[DATA IN THIS EXERCISE]

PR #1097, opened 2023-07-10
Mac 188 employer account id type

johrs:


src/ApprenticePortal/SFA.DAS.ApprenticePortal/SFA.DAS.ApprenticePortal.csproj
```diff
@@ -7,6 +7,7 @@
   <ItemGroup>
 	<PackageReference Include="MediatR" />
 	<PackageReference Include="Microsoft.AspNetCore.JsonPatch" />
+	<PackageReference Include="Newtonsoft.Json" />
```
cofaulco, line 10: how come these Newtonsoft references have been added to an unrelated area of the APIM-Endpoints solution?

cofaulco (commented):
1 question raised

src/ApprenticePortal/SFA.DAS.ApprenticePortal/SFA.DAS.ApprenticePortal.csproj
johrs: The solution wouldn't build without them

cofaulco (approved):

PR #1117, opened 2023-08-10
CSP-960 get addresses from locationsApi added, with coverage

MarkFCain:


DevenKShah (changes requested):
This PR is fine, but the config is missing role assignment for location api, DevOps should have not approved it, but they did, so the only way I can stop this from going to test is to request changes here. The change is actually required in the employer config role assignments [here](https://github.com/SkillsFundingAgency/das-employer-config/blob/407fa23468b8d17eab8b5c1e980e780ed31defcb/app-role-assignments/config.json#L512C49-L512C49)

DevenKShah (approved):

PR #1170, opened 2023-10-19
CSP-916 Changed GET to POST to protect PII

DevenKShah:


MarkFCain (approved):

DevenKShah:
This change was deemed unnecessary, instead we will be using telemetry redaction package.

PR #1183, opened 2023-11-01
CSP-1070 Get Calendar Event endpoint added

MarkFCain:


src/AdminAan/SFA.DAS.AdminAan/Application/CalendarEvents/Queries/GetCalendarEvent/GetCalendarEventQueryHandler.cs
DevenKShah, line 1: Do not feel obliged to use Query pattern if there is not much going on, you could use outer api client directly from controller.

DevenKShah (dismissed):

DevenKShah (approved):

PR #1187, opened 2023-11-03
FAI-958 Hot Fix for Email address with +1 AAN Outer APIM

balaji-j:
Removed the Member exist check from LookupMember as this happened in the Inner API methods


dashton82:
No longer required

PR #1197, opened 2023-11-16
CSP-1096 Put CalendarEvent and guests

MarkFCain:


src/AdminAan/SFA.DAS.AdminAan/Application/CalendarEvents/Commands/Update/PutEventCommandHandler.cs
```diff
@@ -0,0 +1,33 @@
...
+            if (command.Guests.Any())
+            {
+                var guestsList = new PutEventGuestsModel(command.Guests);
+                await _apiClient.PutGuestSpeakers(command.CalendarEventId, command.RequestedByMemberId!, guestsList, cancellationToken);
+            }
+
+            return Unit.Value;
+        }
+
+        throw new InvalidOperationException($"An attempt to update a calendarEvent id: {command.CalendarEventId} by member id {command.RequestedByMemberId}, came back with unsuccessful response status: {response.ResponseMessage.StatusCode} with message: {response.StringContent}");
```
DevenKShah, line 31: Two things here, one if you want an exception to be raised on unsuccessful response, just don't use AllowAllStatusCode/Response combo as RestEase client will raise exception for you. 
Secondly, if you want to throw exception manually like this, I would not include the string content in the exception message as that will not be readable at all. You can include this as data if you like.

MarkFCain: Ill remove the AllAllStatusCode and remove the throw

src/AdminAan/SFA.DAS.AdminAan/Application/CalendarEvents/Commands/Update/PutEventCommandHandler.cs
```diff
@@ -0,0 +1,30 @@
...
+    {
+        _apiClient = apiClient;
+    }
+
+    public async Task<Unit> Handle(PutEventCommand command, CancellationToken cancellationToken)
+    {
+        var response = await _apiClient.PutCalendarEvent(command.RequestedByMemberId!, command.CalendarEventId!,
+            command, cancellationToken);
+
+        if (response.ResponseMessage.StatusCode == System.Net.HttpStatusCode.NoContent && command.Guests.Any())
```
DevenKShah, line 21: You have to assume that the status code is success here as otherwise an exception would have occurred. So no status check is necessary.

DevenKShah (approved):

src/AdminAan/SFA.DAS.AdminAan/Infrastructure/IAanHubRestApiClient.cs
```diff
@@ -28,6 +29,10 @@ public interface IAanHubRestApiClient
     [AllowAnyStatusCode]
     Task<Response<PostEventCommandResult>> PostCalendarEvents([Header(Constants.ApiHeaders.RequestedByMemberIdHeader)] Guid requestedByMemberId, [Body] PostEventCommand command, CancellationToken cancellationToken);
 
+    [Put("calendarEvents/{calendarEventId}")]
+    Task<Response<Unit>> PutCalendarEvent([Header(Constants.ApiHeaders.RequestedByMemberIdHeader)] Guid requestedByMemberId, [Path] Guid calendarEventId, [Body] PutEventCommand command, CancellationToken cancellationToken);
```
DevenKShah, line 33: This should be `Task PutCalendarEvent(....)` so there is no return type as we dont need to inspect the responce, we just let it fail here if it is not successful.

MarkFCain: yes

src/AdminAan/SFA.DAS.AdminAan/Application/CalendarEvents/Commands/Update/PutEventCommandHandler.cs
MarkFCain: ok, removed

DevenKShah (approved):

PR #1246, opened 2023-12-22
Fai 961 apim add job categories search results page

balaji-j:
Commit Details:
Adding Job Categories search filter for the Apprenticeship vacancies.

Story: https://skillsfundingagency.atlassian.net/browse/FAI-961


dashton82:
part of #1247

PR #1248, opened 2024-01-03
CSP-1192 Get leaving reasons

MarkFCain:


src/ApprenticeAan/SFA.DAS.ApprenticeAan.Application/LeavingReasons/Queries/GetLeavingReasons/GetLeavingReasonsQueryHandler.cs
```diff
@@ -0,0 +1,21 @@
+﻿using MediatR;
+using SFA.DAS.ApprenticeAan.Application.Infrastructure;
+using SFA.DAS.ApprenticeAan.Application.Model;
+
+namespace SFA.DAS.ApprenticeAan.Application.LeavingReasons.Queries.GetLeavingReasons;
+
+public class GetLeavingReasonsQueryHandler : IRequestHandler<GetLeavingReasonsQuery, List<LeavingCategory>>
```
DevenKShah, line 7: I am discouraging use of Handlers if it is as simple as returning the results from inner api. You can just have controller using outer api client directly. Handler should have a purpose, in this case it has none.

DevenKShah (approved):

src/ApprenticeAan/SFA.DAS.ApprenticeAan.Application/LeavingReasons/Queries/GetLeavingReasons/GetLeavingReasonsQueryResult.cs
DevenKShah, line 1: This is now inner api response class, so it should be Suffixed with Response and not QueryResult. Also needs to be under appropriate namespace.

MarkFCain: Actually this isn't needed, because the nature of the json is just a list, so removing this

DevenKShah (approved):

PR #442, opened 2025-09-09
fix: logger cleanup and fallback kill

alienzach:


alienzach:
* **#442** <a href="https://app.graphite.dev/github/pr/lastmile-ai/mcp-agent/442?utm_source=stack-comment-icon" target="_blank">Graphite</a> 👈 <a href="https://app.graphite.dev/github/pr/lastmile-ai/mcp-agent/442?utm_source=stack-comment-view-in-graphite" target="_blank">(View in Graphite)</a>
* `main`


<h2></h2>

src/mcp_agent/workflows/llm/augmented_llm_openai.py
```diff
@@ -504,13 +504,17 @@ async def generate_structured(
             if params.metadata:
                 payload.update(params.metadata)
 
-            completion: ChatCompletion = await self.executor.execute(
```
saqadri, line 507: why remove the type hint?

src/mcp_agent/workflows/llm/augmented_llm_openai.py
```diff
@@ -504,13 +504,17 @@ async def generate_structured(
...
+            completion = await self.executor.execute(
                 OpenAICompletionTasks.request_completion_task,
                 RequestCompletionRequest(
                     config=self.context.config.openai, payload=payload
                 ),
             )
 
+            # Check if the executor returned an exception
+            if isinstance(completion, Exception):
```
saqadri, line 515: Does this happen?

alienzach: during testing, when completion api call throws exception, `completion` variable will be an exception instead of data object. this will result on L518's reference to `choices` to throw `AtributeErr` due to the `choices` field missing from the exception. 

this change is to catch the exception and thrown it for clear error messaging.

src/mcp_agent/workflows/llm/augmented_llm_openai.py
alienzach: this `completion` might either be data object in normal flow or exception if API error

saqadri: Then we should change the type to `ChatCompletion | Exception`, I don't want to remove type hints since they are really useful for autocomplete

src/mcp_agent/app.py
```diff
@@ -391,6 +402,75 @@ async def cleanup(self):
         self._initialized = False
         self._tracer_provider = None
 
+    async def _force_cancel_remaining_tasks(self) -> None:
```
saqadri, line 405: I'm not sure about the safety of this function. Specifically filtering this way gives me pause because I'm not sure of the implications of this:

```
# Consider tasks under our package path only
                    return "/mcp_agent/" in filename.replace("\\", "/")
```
...
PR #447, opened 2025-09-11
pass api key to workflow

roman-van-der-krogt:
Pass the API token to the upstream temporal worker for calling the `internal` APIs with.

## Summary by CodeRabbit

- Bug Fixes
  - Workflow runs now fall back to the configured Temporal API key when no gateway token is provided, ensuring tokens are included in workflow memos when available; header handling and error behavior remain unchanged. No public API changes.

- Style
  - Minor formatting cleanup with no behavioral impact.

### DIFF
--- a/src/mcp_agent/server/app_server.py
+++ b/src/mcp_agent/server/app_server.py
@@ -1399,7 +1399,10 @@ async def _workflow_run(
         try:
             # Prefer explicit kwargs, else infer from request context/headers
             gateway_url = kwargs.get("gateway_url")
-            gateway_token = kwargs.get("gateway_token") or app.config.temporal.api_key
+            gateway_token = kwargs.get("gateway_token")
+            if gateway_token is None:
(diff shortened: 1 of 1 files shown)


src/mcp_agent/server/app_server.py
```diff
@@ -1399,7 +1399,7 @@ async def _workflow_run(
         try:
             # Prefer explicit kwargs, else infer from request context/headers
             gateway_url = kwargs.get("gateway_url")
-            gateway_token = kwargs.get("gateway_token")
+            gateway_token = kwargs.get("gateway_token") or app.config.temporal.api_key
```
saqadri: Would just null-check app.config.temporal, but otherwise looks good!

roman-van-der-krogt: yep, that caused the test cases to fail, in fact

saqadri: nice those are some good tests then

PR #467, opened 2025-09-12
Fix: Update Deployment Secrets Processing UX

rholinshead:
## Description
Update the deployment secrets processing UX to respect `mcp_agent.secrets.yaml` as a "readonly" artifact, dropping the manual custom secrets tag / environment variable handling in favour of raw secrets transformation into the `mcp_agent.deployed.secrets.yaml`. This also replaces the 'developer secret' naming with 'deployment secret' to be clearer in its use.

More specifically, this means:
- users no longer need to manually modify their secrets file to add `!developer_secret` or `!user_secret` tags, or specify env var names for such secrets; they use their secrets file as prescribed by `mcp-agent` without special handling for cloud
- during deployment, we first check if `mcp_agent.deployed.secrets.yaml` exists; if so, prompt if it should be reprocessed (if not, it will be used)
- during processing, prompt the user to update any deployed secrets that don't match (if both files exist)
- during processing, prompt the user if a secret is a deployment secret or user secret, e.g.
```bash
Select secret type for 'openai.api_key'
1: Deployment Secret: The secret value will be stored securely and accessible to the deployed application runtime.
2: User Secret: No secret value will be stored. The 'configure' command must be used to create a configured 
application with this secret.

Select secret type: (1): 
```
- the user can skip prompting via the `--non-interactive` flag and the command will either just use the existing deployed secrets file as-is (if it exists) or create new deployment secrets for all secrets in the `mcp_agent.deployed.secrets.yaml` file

[WHAT YOU WILL DO] Scan the records for the string "good" and show every line that contains it.

[SOLUTION TO THE PROBLEM]
saqadri: Would just null-check app.config.temporal, but otherwise looks good!
saqadri: nice those are some good tests then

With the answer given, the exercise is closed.